1954 - Cometh the hour, cometh the woman.
Myles Bickerton had been finding running the aerodrome increasingly difficult and unrewarding, especially as he had to balance this with his work as one of the senior eye surgeons in Great Britain. He had run the airfield as something of a hobby but the increasing levels of interest in post-war flying changed that; it was clear the aerodrome needed effective management. Fortunately a suitable peron was at hand, in the shape of Eva, Myles' second wife. She had been born Eva Griffiths in 1906, the third child of Enoch and Emily Griffiths from Monmouth. She had been Matron in a boys school before joining Myles' family as governess to his three children. When she left, it was to accompany twin girls and their parents to to Honolulu. After Myles' divorce, he travelled to America to ask her to marry him, which they did on 2 June 1936. Myles and Eva were to have two daughters, who will appear later in this history. In 1953 Eva decided to take responsibility for turning the aerodrome into a buisness. It is interesting to note that Myles recorded in his dairy later that year that "tasks which had seemed irksome when I was working for myself became a pleasure carried out on behalf of my wife." One of Eva's first actions as aerodrome manager was to regularise the bills and accounts, to which end she employed Mrs Sybil Mitchell to assist her. Some years the business actually made a profit, to offset those when it did not, which with the top rate of personal tax rates then running at 98% was essential!

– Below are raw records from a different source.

PR #476, opened 2018-05-19
Speed up error handler

snmaynard:
The reflection we are using here is reducing performance. We should also long term remove the proxy method we have from Client to Config as it adds an unacceptable performance overhead.

This is untested.

### DIFF
--- a/src/Handler.php
+++ b/src/Handler.php
@@ -169,7 +169,7 @@ class Handler
      */
     public function errorHandler($errno, $errstr, $errfile = '', $errline = 0)
     {
-        if (!$this->client->shouldIgnoreErrorCode($errno)) {
+        if (!$this->client->getConfig()->shouldIgnoreErrorCode($errno)) {
             $report = Report::fromPHPError(
                 $this->client->getConfig(),
                 $errno,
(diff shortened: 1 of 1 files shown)


loopj:
LGTM, agree on removing reflection completely too.

thedotedge:
@GrahamCampbell to add more context, performance hit can be quite significant for some scenarios. This is a trace from php 7.1 where you can see severe impact:
image

GrahamCampbell:
@thedotedge I find that Backfire tends to exaggerate the cost of lots of small functions calls, compared to the actual runtime when the profiler is turned off. In particular, I found this when profiling the Laravel container, where Blackfire said it was using half the CPU time. How significant does this compare to other code. It is called 7900 times, so it's taking way less than 0.01ms per time?

snmaynard:
In that screenshot its not showing the Bugsnag\Client::shouldIgnoreErrorCode call which is the bit that this would remove IIRC

thedotedge:
@snmaynard yep, but you have a full trace :)

thedotedge:
Guys, 10 days after PR was open and still no release? 😢

thedotedge:
ping :)

PR #478, opened 2018-05-21
feature(pipeline): add support for registering middleware

Cawllec:
## Goal

This change adds a `registerMiddleware` method to the  `Client` class that allows middleware to be directly added to the pipeline.  It also shifts the consistency checks on `unhandled` and `severity` to the `CallbackBridge` middleware, allowing registered middleware to modify these elements.

## Design

Interface changes:
`public function registerMiddleware(callable $middleware)`

Logic changes:
Wrapped given callback in `notify` in a `CallbackBridge`, complicating logic around calling it.  Any feedback on that would be appreciated.

### Added
`registerMiddleware` method

### Changed
Moved severity consistency checks to the `CallbackBridge` middleware

## Tests

Added unit tests

## Discussion

I'm not especially happy with the callback logic changed in `notify`, so any suggestions on how to neaten/improve on that would be appreciated.


src/Client.php
```diff
@@ -200,6 +200,24 @@ public function registerDefaultCallbacks()
...
+    /**
+     * Register a middleware object to the pipeline.
+     *
+     * @param callable $middleware
+     *
+     * @return $this
+     */
+    public function registerMiddleware(callable $middleware)
+    {
+        if (is_callable($middleware)) {
```
GrahamCampbell: Don't need to check this. The type annotation already raises an error.

src/Client.php
```diff
@@ -200,6 +200,24 @@ public function registerDefaultCallbacks()
...
+            $this->pipeline->pipe($middleware);
+        } else {
+            syslog(LOG_WARNING, 'Middleware '.get_class($middleware).' could not be added to the pipeline');
```
GrahamCampbell: This code is not reachable, and should be deleted.

Cawllec: You're correct, I was just verifying the earlier versions of PHP had the same behaviour

GrahamCampbell: They should do. Callable was introduced in php 5.4 as a typehint, and the behavior has remained the same since.

Cawllec: I'm not sure what kind of error is thrown in earlier versions of PHP, in PHP 7 it's quite explicitly a TypeError, any idea for PHP 5.6?

GrahamCampbell: https://3v4l.org/FnNTN

PR #484, opened 2018-07-05
Next release

Cawllec:
PR for 3.14.0 release


GrahamCampbell:
The branch alias in the composer.json also needs updating.

NB Using a next branch instead of committing dev work to master like was previously done has the disadvantage that composer can't fetch dev versions of the software.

One of the other clubs based at Denham was the Airways Aero Club, an association of staff from the British Overseas Airways Corporation, British European Airways and British South American Airways. The club had been formed in 1948 and operated from three bases, Denham, Whitchurch and Hurn, now Bournemouth Airport. By 1953, the club had withdrawn from Whitchurch and Hurn, leaving Denham as its only base. The club had a converted Nissen hut on the north edge of the aerodrome, between Wimpey's cricket pavilion and the hangars.
The Airways Aero Club operated several types of aircraft, from de Havilland dH.82a Tiger Moths and Miles M.14A Magisters to more modern types such as several Austers. One of these, Auster J5F Aiglet G-AMTD, was purchased from new by the club on 24 May 1952 and was to be operated by them for ten years, being sold to the Biggin Hill Flying Club on 22 November 1962. The aircraft was not to be withdrawn from the British register until 1999, having spent some time in Eire as EI-AVL during its long career.

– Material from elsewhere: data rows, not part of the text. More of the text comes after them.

PR #492, opened 2018-10-03
Fixed recursion on payload too large

woutersamaey:
## Goal

Fixed the endless recursion when the payload to submit is too large. The PHP max function nesting will be reached.

## Review

  - [x] Structural review of the classes, functions, and properties modified
  - [x] Final review

### DIFF
--- a/src/Exception/PayloadTooLargeException.php
+++ b/src/Exception/PayloadTooLargeException.php
@@ -1,0 +1,23 @@
+<?php
+
+namespace Bugsnag\Exception;
+
+class PayloadTooLargeException extends \RuntimeException {
+
+    private $payload;
+
+    public function __construct(array $payload) {
+        parent::__construct('Payload too large', 0, null);
+
+        $this->payload = $payload;
+    }
+
+    /**
+     * @return array
+     */
+    public function getPayload() {
+        return $this->payload;
+    }
+
+
+}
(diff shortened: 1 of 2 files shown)


woutersamaey:
We had an exception with a huge message that could not be sent to Bugsnag.
This made debugging the issue on production very hard.

The idea is that if bugsnag can't take the exception, then at least it should help me out instead of failing with another error, masking the original.

The underlying issue was easy to fix for me, but because bugsnag could not handle it, it became a huge thing. So that's why I wrote the message out.

Cawllec:
I agree, that doesn't sounds ideal at all.  I think adding a failure condition with full logs would be a practical way to approach this as suggested, and I'll suggest we prioritise this to get a fix as soon as we can.

GrahamCampbell:
> What about creating a fallback LoggerInterface where we can attach our own logic to, so that will be used in case Bugsnag can't handle it?

For now, I think it's best to do what the library already does, which is to fallback to php's own global logging functions. Changing how the library deals with internal exceptions is a separate discussion to be had I think, if we want to change that. One of the reasons for the current design is to prevent the possibility non-termination due to bugsnag being the psr logger itself.

GrahamCampbell:
> For now, I think it's best to do what the library already does

Ah, looking at your changes, I see that's what you've done. Perfect! :)

woutersamaey:
Huh?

By 1955, the expanding businesses at Denham meant that the Airways Aero Club considered Denham too small for their growing club. In 1956, they had completely moved their base of operations to Croydon Airport. When this closed in 1959, they moved to White Waltham and then to their present home of Wycombe Air Park in 1965, where they are now known as the Airways Flying Club. Another of the aircraft operated by the Airways Aero Club at Denham was the Blackburn Cirrus Minor engined Taylorcraft Plus Model D, G-AIIU. This was sold to another newcomer to Denham, Victor Beresford Nightscale, an engineer who founded Nightscale Aircraft Services at Denham in 1953, having previously been employed by the Airways Aero Club as their engineer. In 1954, Nightscale and his wife May were granted permission to site a caravan on the aerodrome as their dwelling and base of operations to allow him to carry out aircraft maintenance for the resident operators.

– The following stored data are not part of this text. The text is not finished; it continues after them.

PR #495, opened 2018-10-24
Cawllec/before class middleware

Cawllec:
## Goal
Allow middleware to be inserted before specific classes in the `$pipeline`.

## Design
- See design doc.

### Added
- `stringEndsIn` static method in Utils module.
- `insertBefore` method in `Pipeline` class.

### Changed
- `$pipeline` instance is now public in `Client` class.

## Tests
Added basic `Pipeline` tests, alongside `insertBefore` tests.

## Questions
- What test cases are required?
- What docs changes are necessary?

### DIFF
--- a/src/Client.php
+++ b/src/Client.php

Nightscale purchased a second Taylorcraft identical to the first, G-AHUG, in October 1954. Although his original business was to provide aircraft maintenance, he soon began offering flying training on these aircraft using a variety of instructors from other aerodromes. This caused friction with the Denham Flying Club as it directly competed with them for students. The situation became untenable and Nightscale was asked to leave, transferring his business to Woodley Aerodrome in June 1959. By 1961, G-AHUG, which had been transferred to May Nightscale in 1956, was sold to a private owner by her. At the same time, G-AIIU was permanently withdrawn from the British register.
Aside from the development in the businesses based at Denham, the aerodrome continued to attract visitors from all over the country and indeed Europe. The new management attracted some to become permanently based at Denham as privately owned aircraft. One such example was a rare de Havilland dH.94 Moth Minor, G-AFPN, owned by Donald Robertson from Surrey. Like many of the aircraft in the history of Denham, this one is still flying today, owned by the Moth Minor Group based in Knighton.
The aerodrome was now becoming less of a financial burden and home to a range of small aircraft which needed it, but the effort required to keep it going remained, as we shall see.